Even when I thought she was not good looking enough to deserve a ‘stop’, Shaddy would say, “Weh hujaona vile huyo mtoto akona haga na nusu!?” I’d just shrug and say, “Enyewe!”
Friday nights and sometimes Saturdays would not find Shaddy in the hostels. He had a gang of boys teamed up with another gang of girls to go to Thika town to cause havoc to the night. The following day would be filled with two activities. One, he’d be nursing an elephant of a hangover. And two, at the same time he’d be nursing crap, he’d also be narrating stories about what went down on the previous night.
He was telling me, “Unakumbuka ule manzi nilikuambia usimdharau kwani ana haga, mwanangu si anaserereka kama aliye na engine!” All this time I’m just listening. Then he continues, “Nakushow jana amevaa mini na hana chochote kingine mle ndani. Walai I swear huyo lazima fimbo litachapa!”
By now my cousin and I and are in stitches at Ian’s story.
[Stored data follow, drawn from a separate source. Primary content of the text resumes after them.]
PR #209, opened 2026-07-09
Fix pushdown type of fetched continuation batches for bind-time results (attached views, quack_query)

asubbarao:
## Problem

Scanning an ATTACH'd remote **view** (or any projected `quack_query` / `quack_query_by_name` result) fails with an internal error when the result spans more than one fetch batch and the local plan projects a subset of columns:

```
INTERNAL Error: Attempted to access index 1 within vector of size 1
```
(stack: `QuackScan` → `DataChunk::Reference`)

Minimal repro (also the new test): a 3-column view over `range(10_000_000)`, attached, then `SELECT count(*), sum(i) FROM rpc.big_view`. Small views work — the failure only appears once the result no longer fits the first prepare batch, so in practice it looks data-dependent (a view that worked yesterday crashes today after its underlying tables grow).

## Cause

`QuackScan` has two chunk modes (`ChunkResultPushdownType`):

- **Catalog table scans** build a server-side pushdown query in `QuackScanInitGlobal` (`bind_data.table_name` non-empty) → response chunks are already projection-width → `PUSHDOWN_ALREADY_APPLIED`, consumed via `output.Reference(response_chunk)`.
- **Bind-time results** (`quack_query`, `quack_query_by_name` — which is also how attached views are scanned, per `QuackViewCatalogEntry::CreateViewSQL`) are full-width → `REQUIRES_PUSHDOWN`, consumed by mapping `column_ids` primary indexes into the response chunk.

The fetch loop in `QuackScan`, however, tags **every continuation batch** as `PUSHDOWN_ALREADY_APPLIED` unconditionally. In the bind-time-result mode, batch 2+ is a full-width continuation of the bind-time result, so `output.Reference(full_width_chunk)` runs against a projection-narrow output chunk and throws — the reported index always equals the projected width. (When the projected width happens to equal the source width but the column order is permuted, the `Reference` would instead succeed silently with mis-ordered columns.)

## Fix

`QuackScanInitGlobal` records which mode the scan is in (`fetch_pushdown_type`: `PUSHDOWN_ALREADY_APPLIED` for the server-side pushdown path, `REQUIRES_PUSHDOWN` for bind-time results), and the fetch loop tags continuation chunks with that instead of the hardcoded value.

## Test

`test/sql/attach_view_fetch_projection.test` — projected aggregates over a 3-column, 100k-row attached view, plus the same through `quack_query`. It sets `quack_fetch_batch_chunks=1` so even a small view spans many FETCH batches, which keeps it fast enough for the default CI test run. Fails with the internal error when built from the pre-fix source (`INTERNAL Error: Attempted to access index 1 within vector of size 1`); passes with this change. `attach_views.test`, `attach.test`, and `attach_fetch_large.test_slow` still pass.

Fixes #199 — same root cause, different flavor: there the mis-tagged full-width continuation chunk dies at column 0 on the type check (`Vector::Reference used on vector of different type (source VARCHAR referenced BIGINT)`) before reaching the bounds error; the reported "works with LIMIT 1" matches (the result fits the first prepare batch, so no continuation fetch happens).

### DIFF
--- a/src/quack_scan.cpp
+++ b/src/quack_scan.cpp
@@ -144,10 +144,11 @@ struct QuackScanLocalState : public LocalTableFunctionState {
 
 struct QuackScanGlobalState : GlobalTableFunctionState {
 	explicit QuackScanGlobalState(vector<ColumnIndex> column_ids_p, vector<idx_t> projection_id_p,
-	                              vector<ChunkResult> results_p, bool needs_more_fetch_p, hugeint_t result_uuid_p)
+	                              vector<ChunkResult> results_p, bool needs_more_fetch_p, hugeint_t result_uuid_p,
+	                              ChunkResultPushdownType fetch_pushdown_type_p)
 	    : max_threads(needs_more_fetch_p ? MAX_THREADS : 1), column_ids(std::move(column_ids_p)),
 	      projection_ids(std::move(projection_id_p)), needs_more_fetch(needs_more_fetch_p), result_uuid(result_uuid_p),
-	      results(std::move(results_p)) {
+	      fetch_pushdown_type(fetch_pushdown_type_p), results(std::move(results_p)) {
 	}
 	idx_t MaxThreads() const override {
 		return max_threads;
@@ -157,6 +158,12 @@ struct QuackScanGlobalState : GlobalTableFunctionState {
 	vector<idx_t> projection_ids;
 	atomic<bool> needs_more_fetch;
 	hugeint_t result_uuid;
+	//! How chunks fetched AFTER the initial batch must be treated. When the scan was
+	//! executed via a server-side pushdown query (catalog table scan), fetched chunks
+	//! already have the projection applied. When the scan consumes a bind-time result
+	//! (quack_query / quack_query_by_name, incl. ATTACH'd views), fetched chunks are
+	//! full-width continuations and still require client-side pushdown.
+	ChunkResultPushdownType fetch_pushdown_type;
 
 	vector<ChunkResult> TryGetResults() {
 		lock_guard<mutex> guard(lock);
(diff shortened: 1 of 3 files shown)


asubbarao:
### Reviewer-facing proof: graded isolation, pre-fix vs patched build

To make the fail→pass concrete, here's the same query run against **two real client builds** on one live server — `buggy` = stock pre-patch extension, `fixed` = this branch. Each case removes exactly one of the three conditions the bug needs (bind-time result **+** column projection **+** a continuation fetch batch); only the case where all three hold crashes, and only on the pre-fix build.

Server-side objects: a wide **view** and wide **table** (100k rows each → spans >1 fetch batch) and a small **view** (100 rows → single batch), all `SELECT i AS a, i AS b`.

```
ATTACH 'quack://…' AS <db> (TYPE quack, token '…');

(a) multibatch VIEW, NO projection      SELECT sum(a)+sum(b) FROM <db>._bug_demo_wide;   -- reads both cols, no narrowing
      fixed:  ✓ 9999900000     buggy:  ✓ 9999900000

(b) projected VIEW, SINGLE batch        SELECT sum(a) FROM <db>._bug_demo_small;         -- narrows to {a}, 100 rows = 1 batch
      fixed:  ✓ 4950           buggy:  ✓ 4950

(c) projected VIEW, MULTI-batch         SELECT sum(a) FROM <db>._bug_demo_wide;          -- narrows to {a}, 100k rows, VIEW = bind-time
      fixed:  ✓ 4999950000     buggy:  ✗ INTERNAL Error: Attempted to access index 1 within vector of size 1

(d) projected TABLE, MULTI-batch        SELECT sum(a) FROM <db>._bug_demo_tbl;           -- identical to (c) but TABLE = server pushdown
      fixed:  ✓ 4999950000     buggy:  ✓ 4999950000
```

`(c)` vs `(d)` is the crux and maps directly to the `bind_data.table_name.empty()` branch this PR keys on: identical `SELECT sum(a)`, identical 100k rows — only view→table differs. The **table** scan sets `table_name`, so `BuildPushdownQuery` sends `SELECT a FROM …` and the server returns already-narrow chunks (`PUSHDOWN_ALREADY_APPLIED`); the **view** is a bind-time result whose continuation batches are full-width and were mis-tagged. `(a)`/`(b)` confirm the projection and the second fetch are each independently necessary.

carlopi:
Thanks a ton for the contriubution, I though of improving it as https://github.com/duckdb/duckdb-quack/pull/216 (where adding the same scheme also for not yet handled usages of `ChunkResultPushdownType::PUSHDOWN_ALREADY_APPLIED`, see for example:
```
		for (auto &chunk_ref : response_message->MutableResults()) {
			auto &chunk = chunk_ref->Chunk();
			results.emplace_back(chunk, ChunkResultPushdownType::PUSHDOWN_ALREADY_APPLIED);
		}
```
That currently is unreachable, but I could see future code changes bringing the bug back.

Adapted and expanded the tests.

You should have seen the dramatics on him that tagged along with the narration.
“And true to his word, that chic he was talking about was the first one he ever brought to the room. I just went to the hostel one evening and they were both leaving as I entered. My bed was the upper decker but I still never understood why it was messy after they left. I mean, hio kazi si imetosha kitanda ya chini pekee?
Not long after he’d be eyeing another bird. I’d ask him about the previous one and he’d say, “Ah! Huyo kaisha ladha bro.”
One time he told me, “Kaka nimeanza kukuona na wasupa pia nawe umeamua eh. Kwanza kuna huyo mweupe nakuona naye sana.”
“Mgani?”
“Ni mweupe, mrefu kiasi lakini ana bumper kama lorry.”
“Ooh ah! Huyo ni rafiki yangu sana tu.”
“Weh bro umeamua utakwamilia ule wa Nairobi? Hayupo hapa nawe bado wajikazia raha. Si basi unihook up naye kama huna mpange naye bro. Au sio?”
Ian said he brushed that off. I asked him about the times he felt like he was fed up with him and he said,
“One day I was from class and I was so exhausted. We had had practicals the whole day. I went to the room so tired, mandazis in my bag that I had bought and all I wanted was to make tea. Manzeh I get to the room and found it locked from the inside. I knocked thrice and noticed there was no need to knock any further because loud music was playing in there and most importantly, there was no reason enough on earth that would make them cut their copulation short apart from a fire outbreak or the trumpets of the end times. I suspect even a fire outbreak will have had to wait for them to finish.”
I ask him, “Did you get to see who she was?”
“Eventually yes I did.”
“Was she something?”
“Yea. Many of the chics he bags were hot. He got the hot girls and the rest stampeding over him because you know girls, they quickly fall for the bad boys and rich boys. Shaddy was both.
The other time was worse than the first. He later said that he had forgotten to tell me that he would have a visitor on that night. He was going to sneak her in. They had been drinking so it hit him that he had not told me to ‘exile’ myself earlier – at the time he wanted to open the door and realised that I was already inside, sleeping. But did that stop him from continuing with the hot mission? For all he cared, as long as there were two separate beds, that was room enough. Ata ningetoka, ningetoka niende wapi usiku?”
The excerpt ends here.